FRANCE: Testing of a Coradia Polyvalent electro-diesel regional trainset fitted with a battery hybrid traction system is to begin early next year and passenger services are planned for 2022, Alstom has announced.
Two of the trainset’s four diesel engines are to be replaced by lithium-ion batteries, which will be used to recover and store braking energy for reuse. It is hoped that this will reduce energy consumption and greenhouse gas emissions by 20%, as well as reducing operating and maintenance costs.
The batteries will make it possible to turn the diesel engines off during extended station stops, reducing local emissions, and could also enable trains to continue to run in the event of problems with the overhead electrification.

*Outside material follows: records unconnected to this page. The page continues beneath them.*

Issue #10405, opened 2015-05-26
[2.0.1]RuntimeException: Trying to call method appendmessage on a non-object


wojewsky:
Hi,

with phalon 1.3.x we've added error messages to form elements by ->appendMessage.
With phalcon 2.0.1 i've got an runtime exception:
RuntimeException: Trying to call method appendmessage on a non-object

For example:

```php
    $form = new \Phalcon\Forms\Form();
    $element = new \Phalcon\Forms\Element\Text('field');
    $form->add($element);
    $element->appendMessage(new \Phalcon\Validation\Message('error message'));
    die(var_dump($form->getMessages()));
```

noobiwan:
Any update on this? I'm using Phalcon 2.1.X and I'm getting the same error!

noobiwan:
I was checking the source code and the problem seems to occur when `appendMessage()` is called before a call to `validate()`.  The method `appendMessage` depends on `this->_messages` being set ([line 346](https://github.com/phalcon/cphalcon/blob/2.1.x/phalcon/validation.zep#L346)) but it is only set in the `validate()` method at [line 111](https://github.com/phalcon/cphalcon/blob/2.1.x/phalcon/validation.zep#L111)

It seems to me that the logic is that `appendMessage` should be called in a *beforeValidation* event, that is triggered from the `validate()` method, but maybe there is a validity to allow messages to be added before that, or to throw an exception so the error is clear!

Zaszczyk:
Up, I also have this problem.

Knallcharge:
Same here. If I call "method_exists($validator, 'appendMessage')" it returns true, calling appendMessage on the next line will say that validator is not an object ... !?

Jurigag:
@Knallcharge what phalcon version you are using ?

Knallcharge:
@Jurigag 2.0.8

Jurigag:
I have 2.0.13 and can't reproduce problem with code from OP. Can you post your code @Knallcharge to reproduce this ?

Knallcharge:
Using the validator in a unit-test will result in the described behavior.

`$myValidator = new MyValidator();
$validation = new Phalcon\Validation();
$validation->bind(new stdClass(),
    array(
        'day'   => date('d'),
        'month' => date('m'),
        'year'  => date('Y')+1
    ));

$myValidator->validate($validation, '');`

[...]

PR #11038, opened 2015-10-21
Throw exception when calling appendMessage outside of validators

luiz-brandao:
This is a quick fix for issue #10405. Please check if we should use `empty` or `isset`.

### DIFF
--- a/phalcon/validation.zep
+++ b/phalcon/validation.zep
@@ -343,6 +343,10 @@ class Validation extends Injectable implements ValidationInterface
 	 */
 	public function appendMessage(<MessageInterface> message) -> <Validation>
 	{
+		if empty this->_messages {
+			throw new Exception("You can only append messages from validators");
+		}
+		
 		this->_messages->appendMessage(message);
 		return this;
 	}


phalcon/validation.zep
```diff
@@ -343,6 +343,10 @@ class Validation extends Injectable implements ValidationInterface
 	 */
 	public function appendMessage(<MessageInterface> message) -> <Validation>
 	{
+		if empty this->_messages {
+			throw new Exception("You can only append messages from validators");
+		}
+
```
sergeyklay: Why not?
```zephir
var messages;

let messages = this->_messages;
if typeof messages != "object" {
    let messages = new Group();
}

messages->appendMessage(message);

let this->_messages = messages;

return this;
```

sergeyklay:
Could you please cover this feature by test?

noobiwan:
Yeah, that would be ideal but the problem is that on [line 111](https://github.com/phalcon/cphalcon/blob/2.1.x/phalcon/validation.zep#L111) the validate method is overwriting `this->_messages` and I didn't want to touch that. So I guess we should implement this code there too on [line 95](https://github.com/phalcon/cphalcon/blob/2.1.x/phalcon/validation.zep#L95)?

About the example you provided, why not simply:

```zep
if typeof this->_messages != "object" {
    let this->_messages = new Group();
}

this->_messages->appendMessage(message);

return this;
```
PS: I just started studying Zephir.

phalcon/validation.zep
noobiwan: What about simply:

```zep
if typeof this->_messages != "object" {
    let this->_messages = new Group();
}

this->_messages->appendMessage(message);

return this;
```

sergeyklay: operations with global variables more expensive. more expensive than php

sergeyklay:
@noobiwan

noobiwan:
Hi @sergeyklay, is help still needed? I already implemented the changes, now I need to write the unit test but I'm not sure where to write it. Should I write it in the FormsTest.php or ValidationTest.php? Please advice.

sergeyklay:
Hello @noobiwan You should use ValidationTest

noobiwan:
@sergeyklay Could you tell me the steps to get the tests running? It's my first time doing this with Phalcon. I updated the .zep files and wrote a unit test. Should I compile Phalcon and then run the tests? Right now I'm getting "No tests executed!" output. Please advice.

Jurigag:
There are commands to run tests:

vendor/bin/phpunit --bootstrap tests/_ci/phpunit.php unit-tests/
vendor/bin/codecept build
vendor/bin/codecept run

noobiwan:
@Jurigag there is no _ci diretory under tests/

Jurigag:
Beacause you first need to composer install --dev --prefer-source

sergeyklay:
We started to refactor tests (https://github.com/phalcon/cphalcon/pull/11479, https://github.com/phalcon/cphalcon/pull/11432).

All new tests should  be placed in https://github.com/phalcon/cphalcon/tree/2.1.x/tests/unit

Neither `FormsTest` nor `ValidationTest` not refactored yet. You should get one test method 
that covers your changes and implement new test with one method in new place.

Also please see our test guide: https://github.com/phalcon/cphalcon/blob/2.1.x/tests/README.md

sergeyklay:
Fixed in the `2.1.x` branch.

Issue #11021, opened 2015-10-14
Loader doesn't follow PSR-4 specification


luiz-brandao-jr:
I ran into a problem and I realized that the Loader doesn't allow a namespace to be mapped to multiple directories. Take this [PSR-4 example](http://www.php-fig.org/psr/psr-4/examples/) for instance:

``` php
$loader->addNamespace('Foo\Bar', '/path/to/packages/foo-bar/src');
$loader->addNamespace('Foo\Bar', '/path/to/packages/foo-bar/tests');
```

This is currently not possible with Phalcon\Loader because it threats the namespaces array as unidimensional. Is this a know issue? Any plans to fix that?

sergeyklay:
Yes, we plan to fix it. Something like this:
```
$loader->addNamespace('Foo\Bar', [ '/path/to/packages/foo-bar/src']);

$loader->addNamespace(
    'Buz\Bar',
    [
         '/path/to/packages/buz-bar/src1',
         '/path/to/packages/buz-bar/src2',
          '/path/to/packages/buz-bar/src3'
    ]
);
```

sergeyklay:
@noobiwan I've introduced `Phalcon\Loader\Extended` in the [Phalcon Incubator](https://github.com/phalcon/incubator/pull/457). This component extends `Phalcon\Loader` and adds ability to set multiple directories a namespace.

Also I have [tried to implement](https://github.com/phalcon/cphalcon/issues/11044) this directly in the Phalcon. But we have some difficulties with the latest version of Zephir and Phalcon 2.1 . This will be fixed later.

However, I would like to draw your attention that even if we fix this PR or/and some Zephir issues, the ability that you described will be implemented in Phalcon 2.1, not in 2.0.x

butamuh4o:
Thank you @sergeyklay

Issue #692, opened 2013-06-06
[NFR] Namespace-related views paths


hesalx:
What about to implement namespace-related views paths?
I mean the implementation in the core level, because it could be done by dynamic call of view->pick() but it would be really slower and not pretty at all =)

It would be great to have such structure:
/views/name/space/my_controller/my_action.phtml
/views/layouts/name/space/my_controller.phtml
/views/partials/part.phtml
/views/index.phtml
1. Single general index.phtml (main layer)
2. Shared partials.
3. Separated controllers/actions views.
4. Separated layouts.
##

nsossonko:
This functionality would definitely be appreciated in our environment. We namespace our controllers for organization and proper hierarchical structure but the view module doesn't recognize namespaces, so our views folder has to be "un-namespaced".

tugrul:
I have done using @arantir 's way.

Plugin:
```php
namespace App\Website\Plugins;

class CustomRenderer extends \Phalcon\Mvc\User\Plugin
{
    public function beforeExecuteRoute($event, $dispatcher)
    {
        $defaultNamespace = $dispatcher->getDefaultNamespace();
        $namespace = $dispatcher->getNamespaceName();
        
        if (strpos($namespace, $defaultNamespace) === 0) {
            $namespace = substr($namespace, strlen($defaultNamespace));
        }

        $parts   = array_filter(explode('\\', $namespace));
        $parts[] = $dispatcher->getControllerName();
        $parts[] = $dispatcher->getActionName();

        $this->view->pick(implode(DIRECTORY_SEPARATOR, $parts));
    }
}
```

Binding:
```php
$di->set('dispatcher', function() use ($di) {
            $eventsManager = $di->getShared('eventsManager');
            $eventsManager->attach('dispatch', new CustomRenderer()); 

            $dispatcher = new Dispatcher();
            $dispatcher->setEventsManager($eventsManager);
            $dispatcher->setDefaultNamespace('App\Website\Controllers'); 
            return $dispatcher;
        }); 
```

challet:
@trugrul There is an (it seems undocumented) [application:viewRender](https://github.com/phalcon/cphalcon/blob/master/phalcon/mvc/application.zep#L336) event that might be closer to what you want. In case many dispatches happend before one render, as when  _$dispatcher->forward_ is called.
The plugin is great, with one tiny downside : the "default namespace" is also becoming the "root namespace".

PR #11044, opened 2015-10-21
Introducing ability of multiple directories for namespace

sergeyklay:
Fixed issue #11021

### DIFF
--- a/.gitignore
+++ b/.gitignore
@@ -199,4 +199,4 @@ ext/phalcon/annotations/lemon.dSYM/
 ext/phalcon/annotations/parser.out
 ext/phalcon/mvc/model/query/lemon
 ext/phalcon/mvc/model/query/parser.out
-vendor/
+/vendor/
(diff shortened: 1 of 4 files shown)


andresgutierrez:
Thanks!

virgofx:
@sergeyklay Does this incorporate namespaced related view/partial support as outlined in #692?  If not, would it be possible to incorporate this into the PR as well?

Thanks!

sergeyklay:
@virgofx  This PR introduce class loading through searching for the namespace in multiple directories. 
Only classes, not views. In particular, it solves [this issue](https://github.com/phalcon/cphalcon/issues/11021) only.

The €16·6m hybrid train project was launched by Alstom in 2018 in partnership with SNCF and the regions of Centre-Val de Loire, Grand Est, Nouvelle-Aquitaine and Occitanie.
Several months of bench testing of a prototype energy storage system have now been completed at Alstom’s traction systems centre in Tarbes, simulating journeys in zero-emission mode using batteries only and in hybrid mode using the engines and batteries.

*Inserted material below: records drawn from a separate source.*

Issue #11049, opened 2015-10-22
[2.0.8] Phalcon\Paginator\Adapter\QueryBuilder notice when query has group by (mysql)


ashpumpkin:
```PHP
class Robots extends Model
{
	public $id;
	public $group_by_field;
}

$di->get('db')->execute('DROP TABLE IF EXISTS robots;');
$di->get('db')->execute('CREATE TABLE `robots` (
  `id` int(10) unsigned NOT NULL AUTO_INCREMENT,
  `group_by_field` int(10) unsigned,
  PRIMARY KEY (`id`)
) ENGINE=InnoDB DEFAULT CHARSET=utf8;');

// no robots, empty table

$queryBuilder = new \Phalcon\Mvc\Model\Query\Builder();
$queryBuilder->addFrom('Robots')->groupBy('group_by_field');

$robotsPaginator = new \Phalcon\Paginator\Adapter\QueryBuilder([
	'builder' => $queryBuilder,
	'limit'   => 10,
	'page'    => 1
]);

$robotsPaginator->getPaginate()->items;

```
this code produces *Notice: Phalcon\Paginator\Adapter\QueryBuilder::getPaginate(): Trying to get property &quot;rowcount&quot; of non-object*

because query with rowcount returns empty set. I think getPaginate() should check this set on emptyness

PR #11050, opened 2015-10-22
Fixed notice in query builder paginator when totalQuery result is empty

ashpumpkin:
issue #11049


andresgutierrez:
`intval` is not returning zero?

sergeyklay:
```
php > # it is permissible scenario for 'row = result->getFirst()'
php > $row = null; 
php > 
php > var_dump(intval($row->rowcount));
PHP Notice:  Trying to get property of non-object in php shell code on line 1
PHP Stack trace:
PHP   1. {main}() php shell code:0

int(0)  # <--  Yeah :)
```

ashpumpkin:
Please read the issue, in some cases row can be false, and row->rowcount produces notice

andresgutierrez:
Thanks

PR #11054, opened 2015-10-23
#11042 - Fix setting relation should not always cause dirty state change

### LINKED ISSUE #11042: Accessing relation in model causes dirty state to change to transient
Code:

```php
  class Parent extends \Phalcon\Mvc\Model {
    public $id;
    public function initialize() {
      $this->hasMany('id', 'Child', 'parent', array(
        'foreignKey' => array('action' => Relation::ACTION_RESTRICT),
        'alias'  => 'relatedchilds'));
    }
  }
  class Child extends \Phalcon\Mvc\Model {
    public $parent;
    public $id;
    public function initialize() {
      $this->belongsTo('parent', 'Parent', 'id', array(
          'alias' => 'relatedparent',
          'foreignKey' => array('message' => 'Must have parent')
      ));
    }
  }

  $children = Child::find(); // get all child records
  foreach ($children as $child) {
    echo "Initial state: {$child ->getDirtyState()} <br />";
    $parent = $child ->relatedparent;
    echo "After accessing parent - state: {$child ->getDirtyState()} <br />";
  }
```

Is this by design? If so, why? This is causing us big headaches in our application, so any help would be appreciated.

nsossonko:
This should fix #11042 although I have no real way of testing it. Hope my style follows conventions, this is my first attempt at hacking Phalcon...

### DIFF
--- a/phalcon/mvc/model.zep
+++ b/phalcon/mvc/model.zep
@@ -4090,17 +4090,21 @@ abstract class Model implements EntityInterface, ModelInterface, ResultInterface
 	public function __set(string property, value)
 	{
 		var lowerProperty, related, modelName, manager, lowerKey,
-			relation, referencedModel, key, item;
+			relation, referencedModel, key, item, dirtyState;
 
 		/**
 		 * Values are probably relationships if they are objects
 		 */
 		if typeof value == "object" {
 			if value instanceof ModelInterface {
+				let dirtyState = this->_dirtyState;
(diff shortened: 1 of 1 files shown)


nsossonko:
Third time's the charm...this seems to be working now

sergeyklay:
We don't add changes directly to stable branches or `master`. Can you please do PR to 2.0.x branch?

PR #11059, opened 2015-10-24
Flash\Session::getMessages with type and removal fix

zeopix:


sergeyklay:
1. We don't add changes directly to stable branches or `master`. Can you please do PR to 2.0.x branch?
2. Also can you please explain a bit more what exactly did you fix.
3. When changes of this scope, it is desirable to provide a small test

zeopix:
Sure, will open a new pull request.
A test is provided for uncovered flash session adapter, also for the fix.
Thanks in advance.

PR #11060, opened 2015-10-25
Flash\Session::getMessages with type and removal fix

zeopix:
1. Fixed getMessages in Session Flash Adapter. When retriving messages for a specific type, all messages get removed, so method usage is misleading, see: FlashSessionDefaultTest::testGetMessagesTypeRemoveMessages.
2. Added test cases for Session Adapter, which slightly differs from Direct implementaiton.
3. Added a InMemory mock helper for session adapter.


sergeyklay:
Now the tests are falling

zeopix:
@sergeyklay tests fixed

sergeyklay:
Thanks

Issue #11031, opened 2015-10-18
Fix ODM logic


dzubchik:
Currently ODM working in some interesting way. When do query with set of fields - it returns document,  without - returns collection. My proposition is to correct this - always return document or set of documents, and give ability to change document class to be returned. How about that?

sergeyklay:
:+1:

ashpumpkin:
@sergeyklay 
Maybe my hydration in ODM pr (https://github.com/phalcon/cphalcon/pull/11013) will be alright for that issue?

sergeyklay:
@dzubchik ?

sergeyklay:
@ashpumpkin This PR doesn't solves the problem completely.

ashpumpkin:
@sergeyklay why not?
```PHP
Robots::find(); //returns Robots
Robots::find(['hydration' => Collection::HYDRATE_DOCUMENTS]); // you get Documents
Robots::find(['hydration' => Collection::HYDRATE_COLLECTIONS]); // you get Robots
Robots::find(['hydration' => Collection::HYDRATE_ARRAYS]); // you get raw arrays (the fastest one)
```
and the same works with findFirst(). I think the problem is completely solved :smiley:

aleksandrzen:
:+1:

dzubchik:
@ashpumpkin , it does not solve the issue because you can not declare the document class for collection

ashpumpkin:
@dzubchik @sergeyklay 
How about that:
```PHP
Robots::find(); //returns Robots
Robots::find(['class' => 'Books']); // you get Books
Robots::find(['class' => 'Phalcon\Mvc\Collection\Document']); // you get Documents
Robots::find(['class' => 'UnknowClass']); // you get php error Class 'UnknownClass' not found
Robots::find(['class' => 'KnownClassNotImplementingInterface']); // you get phalcon exception "Class must be an implementation of Phalcon\Mvc\CollectionInterface or an instance of Phalcon\Mvc\Collection\Document"
```
I almost implemented it on my local machine and can make a pr if this realization is good and solving the problem completely.

dzubchik:
@ashpumpkin , I thought it would be something like this:
```php
<?php

use Phalcon\Mvc\Collection;

class Robots extends Collection
{
    public static $documentClass = 'My\Namespace\Robot\Document';
}
```

And by default it would search document class in same namespace as collection. And if there are no document class - uses default.

ashpumpkin:
[...]

PR #11063, opened 2015-10-25
Added ability to change document class to be returned in ODM

ashpumpkin:
issue #11031
Usage:

``` PHP
Robots::find(); //returns Robots
Robots::find(['class' => 'Books']); // you get Books
Robots::find(['class' => 'Phalcon\Mvc\Collection\Document']); // you get Documents
Robots::find(['class' => 'UnknowClass']); // you get php error "Class 'UnknownClass' not found"
Robots::find(['class' => 'KnownClassNotImplementingInterface']); // you get phalcon exception "Object of class 'KnownClassNotImplementingInterface' must be an implementation of Phalcon\Mvc\CollectionInterface or an instance of Phalcon\Mvc\Collection\Document"
```

In case when exception must be thrown all other check become useless waste of time and that is why class check is made so early.

### DIFF
--- a/CHANGELOG.md
+++ b/CHANGELOG.md
@@ -9,6 +9,7 @@
 - Added `strict` option for ExclusionIn validator
 - Added `Phalcon\Text::underscore` - to make a phrase underscored instead of spaced
 - Added `Phalcon\Text::humanize` - to make an underscored or dashed phrase human-readable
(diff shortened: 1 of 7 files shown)


andresgutierrez:
Could you please rebase?

sergeyklay:
@andresgutierrez

andresgutierrez:
Thanks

The tests ‘demonstrate that the hybridisation of thermal trains is a technically and economically feasible solution for reducing emissions and costs’, said Jean-Baptiste Eyméoud, President of Alstom France, on December 1.
Work is now underway to design and manufacture pre-series energy storage systems which Alstom’s Reichshoffen factory will retrofit to an existing Régiolis electro-diesel trainset from the Occitanie regional fleet.
Testing is planned for 2021, ahead of passenger operation on TER services from 2022. This will allow an assessment of performance under real-world conditions, with a view to widespread deployment.
President of the Nouvelle-Aquitaine Region Alain Rousset said the hybrid TER was ‘excellent news for our users, for the industry, and for the planet’. Nouvelle-Aquitaine aims to end the use of diesel to power TER trains by 2030, and is currently looking at the use of batteries, hydrogen, biogas and hybrid trains, he said.
More than 300 Coradia Polyvalent trains are currently in operation in France, and SNCF has set out plans to operate its last diesel train in 2035.
‘The goal of zero emission transport is a powerful driver for innovation’, said Carole Desnost, Director of Research & Innovation at the national operator. ‘Rail is already a mode that does not emit much CO2, and it will soon be even better thanks to the hybrid TER.’